How long does it take for psilocybin mushrooms to kick in?
Dried mushrooms eaten on a relatively empty stomach take thirty to sixty minutes to take effect. Tea brewed from ground mushrooms can come on faster, often within twenty to thirty minutes, because the psilocybin is already in solution. Capsules take longest, ninety minutes or more, because the capsule must dissolve before the mushroom material itself begins to digest.
Peak intensity follows onset by about sixty to ninety minutes. The plateau holds for one to two hours, then the comedown stretches over another two to three hours. A quiet residual phase typically lingers for the rest of the day. The total duration is four to six hours of active effects, regardless of the form ingested.
Is macrodosing mushrooms safe?
The safety profile of psilocybin macrodosing in healthy adults, in controlled settings, with screening, preparation, and integration, is unusually good for a drug at this intensity level. Clinical trials at major research institutions have run hundreds of sessions with serious adverse events reported in well under one percent of cases. Outside the clinical setting, the safety picture is more variable. The substance is the same; what differs is screening, dosage accuracy, setting, and the presence of a sober supporting person.

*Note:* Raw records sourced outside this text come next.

PR #5470, opened 2020-02-03
Improved the error message in case of CSV exposures with wrong headers

micheles:
This happened to Tiegan.


openquake/risklib/asset.py
```diff
@@ -860,14 +860,16 @@ def _read_csv(self):
             with open(fname, encoding='utf-8') as f:
                 fields = next(csv.reader(f))
                 header = set(fields)
+                missing = expected_header - header - {'exposure', 'country'}
```
raoanirudh: Is 'country' a reserved name? Then we should document it.

openquake/risklib/asset.py
```diff
@@ -860,14 +860,16 @@ def _read_csv(self):
...
                 if len(header) < len(fields):
                     raise InvalidFile(
                         '%s: The header %s contains a duplicated field' %
                         (fname, header))
-                elif expected_header - header - {'exposure', 'country'}:
-                    raise InvalidFile(
-                        'Unexpected header in %s\nExpected: %s\nGot: %s' %
-                        (fname, sorted(expected_header), sorted(header)))
+                elif missing:
+                    msg = ('Unexpected header in %s\nExpected: %s\nGot: %s\n'
```
raoanirudh: Here, it would be helpful to list _only_ the field names that do not match, perhaps using set subtract.

openquake/risklib/asset.py
micheles: Yes, you should document it in the manual, Anirudh! ;-)

openquake/risklib/asset.py
micheles: `missing = expected_header - header - {'exposure', 'country'}` is using set subtract and it is displaying such names

Issue #5460, opened 2020-01-31
See if it is possible to use `numpy.load(allow_pickle=False)` in the QGIS plugin


micheles:
At the moment it is not possible. The investigation is to assess how much work it is to change the engine to make it possible. The benefit would be security and most importantly *independence from the Python version*. Right now an engine with Python 3.8 would not work with a QGIS with Python < 3.8 because they changed the pickle protocol.

NB: this is hard, but worth the effort.

PR #5477, opened 2020-02-05
Allow to use `numpy.load(allow_pickle=False)` in the QGIS plugin

ptormene:
Fixes https://github.com/gem/oq-engine/issues/5460


openquake/server/utils.py
```diff
@@ -130,5 +131,23 @@ def check_webserver_running(url="http://localhost:8800", max_retries=30):
...
+    bytes (and therefore modifying its dtype). This is useful in order to
+    prevent the array from being pickled.
+    It returns the unmodified object if it is not a numpy array.
+    """
+    if not isinstance(arr, numpy.ndarray):
+        return arr
+    if arr.dtype == numpy.dtype('O'):
+        try:
+            return numpy.array([s.encode('utf-8') for s in arr])
+        except AttributeError:
```
micheles: You do not need the try.. except. Just use the second formula always.

openquake/server/utils.py
```diff
@@ -130,5 +131,23 @@ def check_webserver_running(url="http://localhost:8800", max_retries=30):
 
     if not success:
         logging.warning('Unable to connect to %s within %s retries'
-                     % (url, max_retries))
+                        % (url, max_retries))
     return success
+
+
```
micheles: I would change the name of the function to `array_of_strings_to_bytes`

PR #5479, opened 2020-02-05
Implements Forearc/Backarc Taper in SERA BC Hydro Model

g-weatherill:
The use of the forearc/backarc switch in the Abrahamson et al. (2016) BC Hydro model can be problematic in national/regional hazard mapping, as the backarc term is a boolean site property. In practice this means that for a hazard map, sites must be assigned as either forearc or backarc, usually in proximity to the volcanic front. The problem is that as the attenuation is faster in the case of backarc sites you get a sudden "cliff-edge" drop in seismic hazard between sites on either side of the front. This behaviour is obviously unphysical! However, whilst the original forearc/backarc scaling term (F_FABA) in the model is a binary term that takes 0 (for forearc) and 1 for backarc and multiplies by the backarc attenuation factor, we can turn this into a continuous term in the range 0 <= F_ABA <= 1, dependent on the proximity to the volcanic front. This, in effect, gives a smooth transition from forearc attenuation to backarc attenuation.

This PR implements several tapering models (`Step`, `Linear`, `Sigmoid`, `SFunc` and `Gaussian`) to be applied to the SERA adaptation of the BC Hydro model (not the original Abrahamson et al., 2016 BC Hydro model itself). These models define F_FABA as a continuous function depending on a new site-specific property called `backarc_distance`, which is a measure of the proximity of the site to the volcanic front and takes negative values in the forearc side, positive values on the backarc side and 0 on the front itself. The selection and shape of the taper can be controlled by the user as arguments passed to the GMPE.

Includes:
1. Implementation of a set of tapers
2. Adjustment to the SERA BC Hydro models to allow the tapering model and controlling parameters to be set by the user. Default is a `Step` model, which requires no additional parameters and keeps the behaviour similar to the binary state in which `backarc_distance <= 0` -> `F_FABA = 0`, and `backarc_distance > 0` -> `F_FABA = 1`.
3. Updates test tables
4. Adds backarc_distance to the site properties
5. Updates classical test case 38 for compatibility with this model


openquake/hazardlib/gsim/bchydro_2016_epistemic.py
```diff
@@ -67,12 +68,174 @@ def get_stress_factor(imt, slab=False):
...
+class FABATaperStep(object):
+    """
+    General class for a tapering function, in this case
+    a step function such that the backarc scaling term takes 0 for
+    forearc sites (negative backarc distance), and 1 for backarc sites
+    (positive backarc distance)
+    """
+    def __init__(self, **kwargs):
+        pass
+
```
micheles: @g-weatherill I guess you are using the `**kwargs` signature here because I said that it was okay to use it in the GMPETable case. Actually it was a lesser of two evils situation: in a situation when you do not know the parameters in advance and you cannot anticipated what in the future will go in the subclasses (as it happens for subclasses of GMPETable) using `**kwargs` is acceptable. If this is the situation here I will not protest. But if you know that the parameters can be at most a, b,c, sigma, etc, it is a  lot better to be explicit and to list them in the signature. The important thing is that the signature must be the same among all subclasses, i.e. it is okay to include parameters that are not used. Unless the number of parameters is huge or it is not known.

g-weatherill: I'm not sure which is the better option here then. As you can see, each subclass has different inputs and even though I use the same parameter names (a, b etc.) some of them have different meanings and therefore different default values. Of course I could re-name the parameters so that each is more specific to the subclass but I'm not sure that is more elegant than using `**kwargs`. I don't anticipate the addition of more subclasses than those present here.

micheles: Then it is easy, Graeme: leave things as they are, but add a comment explaining the choice. A good point where to add the comment is near the lines
```python
    def __init__(self, **kwargs):
        pass
```
which are a bit surprising for somebody looking at the code.

PR #5512, opened 2020-02-12
Export

rcgee:
Looking at the sigma_epsilon_XX.csv file computed from a scenario or evt-based calculation, it was not clear what values were being exported. This PR changed the headers to indicate that the values correspond to inter event sigma. I also add a sentence to implementing-new-gsim.md to clarify the units.


micheles:
Please update the changelog, Robin. LGTM

PR #5519, opened 2020-02-14
Hmtk plotting error

kejohnso:
the catalogue density plotters were missing the last bin on both the x- and y-axes


kejohnso:
Here is an example for an interface segment, for which the original plot does not include the most recent or highest magnitude occurrences. 

**Catalogue:**
[PI_cat_dec_int_kerton_uh.csv.zip](https://github.com/gem/oq-engine/files/4204695/PI_cat_dec_int_kerton_uh.csv.zip)

**Original:**
original

**Corrected:**
corrected

micheles:
Please add a line in the changelog, Kendra.

kejohnso:
Okay, added!

PR #11380, opened 2026-04-14
Add a h3 grid-lookup from hdf5-based GSIM adjustment utility class

CB-quakemodel:
Adds a utility GSIM class that applies h3-gridded location-based adjustments to the mean and sigma components of an underlying GSIM, resolved by either rupture hypocentre or site location.

This class can consider a h3-densifying grid, but the code works with only a single resolution too.

Configuration is stored at root level in the hdf5 as a `res_terms` dict attribute. Each key is a residual term (e.g. `dL2L`, `dS2S`) mapping to:

- **`location`**: `"hypo"` (uses `ctx.hypo_lon`/`ctx.hypo_lat` — e.g. `dL2L`) or `"site"` (uses `ctx.lon`/`ctx.lat` — e.g. `dS2S`) to determine which correction to apply
- **`sig_adjustment`** (optional, default `"none"`): whether to reduce (`"sub"`), inflate (`"add"`), or not modify the sigma component (`"none"`)
- **`sig_comp_modified`** (required when `sig_adjustment` is not `"none"`): which sigma component to adjust — `"sig"`, `"tau"`, or `"phi"` (e.g. for `dL2L` we would map to an adjustment to `tau` within this dict)

When `sig_adjustment` is `"none"` (the default), only the mean correction is applied — the `_sig` datasets in the hdf5 and the `sig_comp_modified` key are not required for that term.

The residual (corrective) terms stored in the `res_terms` dict are not fixed — the user can specify as they wish (e.g. only include `dS2S`). Checks ensure that if a residual term is mapped in this dictionary that it also is contained within the grid. 

The corrections must be IMT-dependent, and if an IMT lacks corrections for a given residual term, it is simply skipped. The h3 cell IDs (i.e. the grids) are on an IMT-by-IMT basis because the availability of data used to derive the corrections might vary with both period and term.

Unit tests and a new QA test (`classical/case_11`) are added for this capability.

The user can refer to `oq-engine\openquake\hazardlib\tests\gsim\mgmpe\data\test_grid_adjustments.hdf5` or the hdf5 in `classical/case_11` for an example of how the grid information is stored in the hdf5.

This class will evolve as we use it in real applications but right now it's **highly experimental**


openquake/hazardlib/gsim/mgmpe/grid_adjusted_gmpe.py
```diff
@@ -0,0 +1,294 @@
...
+    # Get adjustment data for given imt
+    entry = grid_data["grids"].get(str(imt))
+    
+    # Check if no data
+    if entry is None:
+        return 
+    
+    # Apply each correction
+    for term, cfg in grid_data["res_terms"].items():
+
```
micheles, line 162: Please add a comment here with an explicit example of `term` and `cfg`

mmpagani (approved):

micheles (approved):

PR #11381, opened 2026-04-15
Logging and storing the engine version

### LINKED ISSUE #11376: Log and store the correct engine version
Now we get the DbServer version, which is wrong. Hint: using something like
`cd /opt/openquake/oq-engine && git rev-parse --short HEAD` could work.

micheles:
Going back to the situation of 4 years ago (https://github.com/gem/oq-engine/pull/7924), since now git has finally fixed their bug forbidding the extraction of the git version for generic users. Closes https://github.com/gem/oq-engine/issues/11376

### DIFF
--- a/debian/changelog
+++ b/debian/changelog
@@ -1,3 +1,6 @@
+  [Michele Simionato]
+  * Logging and storing the engine version and not the DbServer version
+
   [Matteo Nastasi]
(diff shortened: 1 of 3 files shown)


raoanirudh (commented):
LGTM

The clear contraindications are: personal or family history of psychosis or bipolar disorder, current use of MAOIs or lithium, severe cardiovascular disease, and the acute phase of major depression with active suicidal ideation. The relative contraindications are: pregnancy, current SSRI use (which blunts effects rather than producing harm but complicates dosing), and the absence of any sober support during the session.
Macrodosing mushrooms questions
How long do the effects of a macrodose last?
Four to six hours of active effects, with onset thirty to sixty minutes after ingestion, peak intensity sixty to ninety minutes after onset, and a comedown phase of two to three hours. A residual quiet, introspective phase commonly lingers for the rest of the day.
Can you build a tolerance to macrodosing?
Yes, quickly. Psilocybin tolerance builds within hours of a dose and takes several days to a week to reset fully. Taking a second macrodose within a few days produces a substantially weaker experience. Most users space macrodoses several weeks or months apart.
Is macrodosing legal in Canada?
No. Psilocybin and psilocin are Schedule III substances under Canada’s Controlled Drugs and Substances Act. Possession, production, and trafficking carry criminal penalties, with narrow exceptions for Health Canada’s Special Access Programme, Section 56 exemptions, and authorised clinical trials.
Should you eat before a macrodose?
A light meal one to two hours before the session reduces the chance of nausea while allowing the dose to take effect within a reasonable window. Eating a heavy meal closer to the dose slows onset substantially and can blunt peak intensity. Eating nothing for a full day beforehand sometimes intensifies nausea.
What if I have a bad trip during a macrodose?
Change the conditions and wait. Lower the lights, change to slower music, move to a different room, drink water, breathe slowly, talk to your sitter calmly. Bad trips are time-limited by the pharmacology of psilocybin and almost always resolve before the four-to-six-hour window is over. The threshold for calling for medical help is uncontrollable panic that does not respond to calming measures, chest pain, fainting, or any suggestion the substance was not what was thought.